INDIANAPOLIS - With the appeal of a trial court's ruling in a ballot eligibility case still pending in the Indiana Supreme Court, the Indiana Attorney General's Office will object to the trial court taking further action on the case until the appeal is heard by the state's highest court.
The Attorney General's Office represents the Indiana Recount Commission in a lawsuit, IDP v. Charlie White et al. On December 22 the Marion County Circuit Court reversed the Recount Commission's unanimous ruling on White's eligibility to appear on the 2010 ballot as a Secretary of State candidate. But the trial court on January 4 stayed, or halted enforcement of, its own ruling, pending appeal by the Recount Commission and other litigants.
The Attorney General's Office on January 9 filed a motion seeking to transfer the appeal directly to the Indiana Supreme Court, the state's highest court. The plaintiffs today filed a motion in the Indiana Court of Appeals seeking to lift the stay of the trial court's original December 22 order and enforce the order on ballot eligibility. With a transfer petition already pending in the Indiana Supreme Court and awaiting consideration, the Attorney General's Office plans to object to the plaintiff's latest motion, contending that the entire matter belongs in the state's highest court, bypassing the Court of Appeals. The State's response, objecting to lifting the trial court's stay order, will be filed soon.
"What the public needs now is an objective and unambiguous ruling from the Indiana Supreme Court to bring certainty, clarity and finality to this situation, 15 months after the election. It was highly unusual for a trial court to overrule a unanimous administrative decision of the Recount Commission in a statewide election, so at the very least the trial court's ruling ought to be reviewed by the state's highest court," Indiana Attorney General Greg Zoeller said.

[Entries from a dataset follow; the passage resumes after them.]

PR #4104, opened 2018-11-08
Cache empty auth results to reduce db load

mhenke1:
Cache negative auth responses to avoid going to the DB with every identical call 

## Description
Since negative auth responses (Identity.get) are not cached, 
all requests with a non existing namespace or an invalid authkey will perform queries to the subject db.
A user can influence OW performance by issuing a high number of those calls.

ThIs PR changes that behavior in the way, that negative auth results are cached as None value.
Subsequent Identical calls will only use the cache (for the 5 minutes cache period).
The external interface and behavior of the Identity.get methods stays unchanged.

## Related issue and scope

- [ ] API
- [x] Controller
- [ ] Loadbalancer
- [ ] Invoker
- [x] Tests
- [ ] Deployment
- [ ] CLI
- [ ] General tooling
- [ ] Documentation

## Types of changes

## Checklist:

### DIFF
--- a/common/scala/src/main/scala/org/apache/openwhisk/core/database/MultipleReadersSingleWriterCache.scala
+++ b/common/scala/src/main/scala/org/apache/openwhisk/core/database/MultipleReadersSingleWriterCache.scala
@@ -20,14 +20,12 @@ package org.apache.openwhisk.core.database
 import java.util.concurrent.TimeUnit
 import java.util.concurrent.atomic.AtomicReference
 
-import scala.concurrent.{ExecutionContext, Future, Promise}
-import scala.util.Failure
-import scala.util.Success
 import com.github.benmanes.caffeine.cache.Caffeine
-import org.apache.openwhisk.common.Logging
-import org.apache.openwhisk.common.LoggingMarkers
-import org.apache.openwhisk.common.TransactionId
+import org.apache.openwhisk.common.{Logging, LoggingMarkers, TransactionId}
 import org.apache.openwhisk.core.entity.CacheKey
+
+import scala.concurrent.{ExecutionContext, Future, Promise}
+import scala.util.{Failure, Success}
 
 /**
  * A cache that allows multiple readers, but only a single writer, at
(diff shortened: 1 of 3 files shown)


rabbah:
Agree. Is 5 minutes too high?

chetanmeh:
Caching such negative lookups may be abused to put lots of of entries in cache and put pressure on heap (causing eviction of valid entries) given our caches are not bounded by size. May be use a separate bounded cache for such entries.

markusthoemmes:
@chetanmeh the cache is "bounded" as in its entries are garbage collectable.

chetanmeh:
@markusthoemmes All caches are currently configured with `softValues` thereby the entries are evicted (apart from expiry) on the basis of jvm garbage collection. Now if an attacker is given a way to add entry to one of the cache in arbitrary manner then it can possibly be abused to add lots of entries in Identity cache. This would put pressure on heap and would possibly trigger evictions of valid data in all other caches also.

If we use a bounded cache in terms of entry count then only identity cache would be impacted but other caches would not get impacted.

mhenke1:
I have now limited the auth cache hard to 100000 entries. Worth to be configurable ?

common/scala/src/main/scala/org/apache/openwhisk/core/database/MultipleReadersSingleWriterCache.scala
```diff
@@ -445,25 +444,37 @@ trait MultipleReadersSingleWriterCache[W, Winfo] {
   }
 
   /** This is the backing store. */
-  private lazy val cache: ConcurrentMapBackedCache[Entry] = evictionPolicy match {
-    case AccessTime =>
-      new ConcurrentMapBackedCache(
-        Caffeine
+  private lazy val cache: ConcurrentMapBackedCache[Entry] = new ConcurrentMapBackedCache(
```
chetanmeh: This can be simplified a bit
```suggestion
    private lazy val cache: ConcurrentMapBackedCache[Entry] = createCache()

  private def createCache() = {
    val b = Caffeine
      .newBuilder()
      .softValues()

    evictionPolicy match {
      case AccessTime => b.expireAfterAccess(5, TimeUnit.MINUTES)
      case _          => b.expireAfterWrite(5, TimeUnit.MINUTES)
    }

    if (fixedCacheSize > 0) b.maximumSize(fixedCacheSize)
    new ConcurrentMapBackedCache(b.build().asMap().asInstanceOf[ConcurrentMap[Any, Future[Entry]]])
  }
```

chetanmeh:
> I have now limited the auth cache hard to 100000 entries. Worth to be configurable ?

@mhenke1 Should be fine to leave it specified in code for now

mhenke1:
[PG 2:3878]

mhenke1:
@chetanmeh I have changed the code as suggested

chetanmeh:
@rabbah @markusthoemmes can you review cache changes once

PR #4109, opened 2018-11-12
update mesos-actor; cleanup orphaned failed task launches

tysonnorris:
## Description

When task launch times out, cleanup tasks that were sent to mesos (or not yet sent).
Also updating mesos-actor which includes a fix for accepting resources that are not assigned to the frameworks role.

## Related issue and scope

- [ ] API
- [ ] Controller
- [ ] Loadbalancer
- [x] Invoker
- [ ] Tests
- [ ] Deployment
- [ ] CLI
- [ ] General tooling
- [ ] Documentation

## Types of changes

## Checklist:

### DIFF
--- a/common/scala/src/main/scala/org/apache/openwhisk/core/mesos/MesosTask.scala
+++ b/common/scala/src/main/scala/org/apache/openwhisk/core/mesos/MesosTask.scala
@@ -37,8 +37,6 @@ import com.adobe.api.platform.runtime.mesos.SubmitTask
 import com.adobe.api.platform.runtime.mesos.TaskDef
 import com.adobe.api.platform.runtime.mesos.User
 import java.time.Instant
-import org.apache.mesos.v1.Protos.TaskState
-import org.apache.mesos.v1.Protos.TaskStatus
 import scala.concurrent.ExecutionContext
 import scala.concurrent.Future
 import scala.util.Failure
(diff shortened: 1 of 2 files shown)


common/scala/src/main/scala/org/apache/openwhisk/core/mesos/MesosTask.scala
```diff
@@ -155,7 +158,29 @@ object MesosTask {
...
+    mesosClientActor
+      .ask(DeleteTask(taskId))(taskDeleteTimeout)
+      .andThen {
+        case Success(_) => transid.finished(this, start, logLevel = InfoLevel)
+        case Failure(ate: AskTimeoutException) =>
+          transid.failed(this, start, s"task destroy timed out ${ate.getMessage}", ErrorLevel)
+          MetricEmitter.emitCounterMetric(LoggingMarkers.INVOKER_MESOS_CMD_TIMEOUT(MesosTask.KILL_CMD))
+        case Failure(t) => transid.failed(this, start, s"task destroy failed ${t.getMessage}", ErrorLevel)
+      }
+      .map(_ => {})(ec)
```
chetanmeh: `ec` is implicitly available so we can drop passing it explicitly.

common/scala/src/main/scala/org/apache/openwhisk/core/mesos/MesosTask.scala
```diff
@@ -142,9 +140,14 @@ object MesosTask {
...
         case Failure(ate: AskTimeoutException) =>
-          transid.failed(this, start, ate.getMessage, ErrorLevel)
+          transid.failed(this, start, s"task launch timed out ${ate.getMessage}", ErrorLevel)
           MetricEmitter.emitCounterMetric(LoggingMarkers.INVOKER_MESOS_CMD_TIMEOUT(LAUNCH_CMD))
-        case Failure(t) => transid.failed(this, start, t.getMessage, ErrorLevel)
+          //kill the task whose launch timed out
+          destroy(mesosClientActor, mesosConfig, taskId)
+        case Failure(t) =>
+          //kill the task whose launch timed out
+          destroy(mesosClientActor, mesosConfig, taskId)
```
chetanmeh: Note that the future returned by `destroy` for `andThen` call would be discarded so its more like ask and forget here. Is that the intention or it would be better to have destroy completed by the time `create`s resulting future completes?

tysonnorris: In this case destroy is just cleanup that is mesos-specific, so it should happen independent of the create future; i.e. `create()` timeout should return immediately, but trigger the cleanup of `destroy()`

PR #4114, opened 2018-11-15
Update KindRestrictor to merge namespace and default whitelists

asteed:
## Description
When performing `KindRestrictor.check()`, merge the contents of both the namespace's `allowedKinds` limit with the system's default `whitelist` of allowed kinds.

Originally, the namespace's value for the `allowedKinds` limit was used _instead of_ the value of the default `whitelist` set for the system. However, while crafting a deployment plan enabling whitelist support, we ran into concerns around maintaining these per-namespace whitelists as the system and user/namespace population grows.

The most notable scenario of concern is when a kind is added or removed from the OW system's runtime manifest. After these are added to the manifest, any existing default `whitelist` will need to be updated to include/exclude the new kind. This is an expected maintenance operation. However, in addition to this, _all **existing** limits_ for namespaces' `allowedKinds` additionally have to be modified.

As new kinds enter the system, enabling access to new kinds (which are _already accessible_ for those _without_ an explicit namespace `allowedKinds` limit) will require a batch operation (or similar migration) to update all existing `allowedKinds` namespace limits. This becomes a particularly unnecessary operation that can grow over time.

The solution outlined in this PR is to reduce the need to perform updates per-namespace when the default whitelist can be merged together with the namespace limit.

## Related issue and scope

- [ ] API
- [X] Controller
- [ ] Loadbalancer
- [ ] Invoker
- [ ] Tests
- [ ] Deployment
- [ ] CLI
- [ ] General tooling
- [ ] Documentation

## Types of changes

- [X] Breaking change (a bug fix or enhancement which changes existing behavior).

## Checklist:

### DIFF
--- a/core/controller/src/main/scala/org/apache/openwhisk/core/entitlement/KindRestrictor.scala
+++ b/core/controller/src/main/scala/org/apache/openwhisk/core/entitlement/KindRestrictor.scala
@@ -46,7 +46,7 @@ case class KindRestrictor(whitelist: Option[Set[String]] = None)(implicit loggin
     })(TransactionId.controller)
 
   def check(user: Identity, kind: String): Boolean = {
-    val kindList = user.limits.allowedKinds.getOrElse(Set()).union(whitelist.getOrElse(Set()))
+    val kindList = user.limits.allowedKinds.getOrElse(Set.empty).union(whitelist.getOrElse(Set.empty))
     kindList.isEmpty || kindList.contains(kind)
   }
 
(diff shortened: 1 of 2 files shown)


core/controller/src/main/scala/org/apache/openwhisk/core/entitlement/KindRestrictor.scala
```diff
@@ -46,10 +46,8 @@ case class KindRestrictor(whitelist: Option[Set[String]] = None)(implicit loggin
     })(TransactionId.controller)
 
   def check(user: Identity, kind: String): Boolean = {
-    user.limits.allowedKinds
-      .orElse(whitelist)
-      .map(allowed => allowed.contains(kind))
-      .getOrElse(true)
+    val kindList = user.limits.allowedKinds.getOrElse(Set()).union(whitelist.getOrElse(Set()))
```
tysonnorris: use `Set.empty` instead of `Set()`

PR #4115, opened 2018-11-15
Ensure, that Result-ack is sent before Completion-ack.

cbickel:
## Description
On invoking an action blocking, a ResultMessage and afterwards a CompletionMessage will be sent from the invoker to the controller. The CompletionMessage is always very small. Currently those two messages are sent asynchronously. If log-collection is very fast, they are sent to Kafka at the same point in time.
This could result into the condition, that the loadbalancer receives the completion-ack before the result ack. This will make the response to the customer slower, as the controller first needs to go against Kafka.

This PR will ensure, that the completion message will be sent after the reult message has been published successfully to Kafka.

## Related issue and scope

- [ ] API
- [ ] Controller
- [ ] Loadbalancer
- [x] Invoker
- [ ] Tests
- [ ] Deployment
- [ ] CLI
- [ ] General tooling
- [ ] Documentation

## Types of changes

## Checklist:

### DIFF
--- a/core/invoker/src/main/scala/org/apache/openwhisk/core/containerpool/ContainerProxy.scala
+++ b/core/invoker/src/main/scala/org/apache/openwhisk/core/containerpool/ContainerProxy.scala
@@ -497,10 +497,10 @@ class ContainerProxy(
       }
 
     // Sending active ack. Entirely asynchronous and not waited upon.
-    if (job.msg.blocking) {
-      activation.foreach(
+    val sendResult = if (job.msg.blocking) {
+      activation.map(
         sendActiveAck(tid, _, job.msg.blocking, job.msg.rootControllerIndex, job.msg.user.namespace.uuid, false))
-    }
+    } else Future.successful(())
 
     val context = UserContext(job.msg.user)
 
@@ -530,8 +530,16 @@ class ContainerProxy(
     activationWithLogs
       .map(_.fold(_.activation, identity))
       .foreach { activation =>
-        // Sending the completionMessage to the controller asynchronously.
-        sendActiveAck(tid, activation, job.msg.blocking, job.msg.rootControllerIndex, job.msg.user.namespace.uuid, true)
+        // Sending the completionMessage to the controller asynchronously. But not before result message is sent.
+        sendResult.onComplete(
+          _ =>
+            sendActiveAck(
+              tid,
+              activation,
+              job.msg.blocking,
+              job.msg.rootControllerIndex,
+              job.msg.user.namespace.uuid,
+              true))
         // Storing the record. Entirely asynchronous and not waited upon.
         storeActivation(tid, activation, context)
       }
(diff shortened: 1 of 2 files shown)


core/controller/src/main/scala/org/apache/openwhisk/core/loadBalancer/ShardingContainerPoolBalancer.scala
```diff
@@ -422,11 +423,12 @@ class ShardingContainerPoolBalancer(
...
-          // If the action was blocking and the Resultmessage has been received before nothing will happen here.
-          // If the action was blocking and the ResultMessage is still missing, we pass the ActivationId. With this Id,
-          // the controller will get the result out of the database.
           // If the action was non-blocking, we will close the promise here.
-          entry.promise.trySuccess(Left(aid))
+          // If the action was blocking we won't close the promise with the result to the user. The ResultMessage
+          // should have arrived earlier and already resolved it. If it didn't arrive yet (what could happen if log
+          // collection is really fast and the result is very large), it will most likely arrive in a few milliseconds.
+          // If that message really got lost, the mechanism of DB-polling will take place.
+          if (!entry.blocking) entry.promise.trySuccess(Left(aid))
```
dubee: There may be a problem with the line  `activations.remove(aid)` as well.  Since the ID is removed from the activations TrieMap, the `processResult` method may not be able to find the ID when `activations.get(aid).map` is called.

cbickel: You are right. That's a very good point.

core/invoker/src/main/scala/org/apache/openwhisk/core/containerpool/ContainerProxy.scala
```diff
@@ -497,10 +497,10 @@ class ContainerProxy(
       }
 
     // Sending active ack. Entirely asynchronous and not waited upon.
-    if (job.msg.blocking) {
-      activation.foreach(
+    val sendResult = if (job.msg.blocking) {
+      activation.map(
         sendActiveAck(tid, _, job.msg.blocking, job.msg.rootControllerIndex, job.msg.user.namespace.uuid, false))
```
markusthoemmes: We shoudl reconcile any errors here into a Future.successful or use `onComplete` below. Otherwise you'll end up not sending the second message if the first failed. Unlikely, but just a teeny bit more defensive. I'd go for `onComplete` below, because that makes it more clear on the calling side, that you don't care about errors.

FWIW I like this solution a lot better than the one before.

core/invoker/src/main/scala/org/apache/openwhisk/core/containerpool/ContainerProxy.scala
```diff
@@ -530,8 +530,16 @@ class ContainerProxy(
     activationWithLogs
       .map(_.fold(_.activation, identity))
       .foreach { activation =>
-        // Sending the completionMessage to the controller asynchronously.
-        sendActiveAck(tid, activation, job.msg.blocking, job.msg.rootControllerIndex, job.msg.user.namespace.uuid, true)
+        // Sending the completionMessage to the controller asynchronously. But not before result message is sent.
```
rabbah: maybe im confused by the view on github - is the active ack sent twice for blocking invokes?

cbickel:
PG3#3673 is 🔵

cbickel:
@rabbah Thanks a lot for your proposed changes :)

Using these type aliases in more places makes totally sense to me.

The Recount Commission last June made a unanimous finding concerning candidate White's eligibility for the 2010 ballot as a candidate for Secretary of State, but when the trial court reversed that decision, the commission appealed. In the ongoing litigation, the Attorney General's Office represents the Recount Commission only and does not represent candidate White in the civil suit. The Supreme Court has not yet decided whether to take the case, and the State's next brief in the case is due February 13.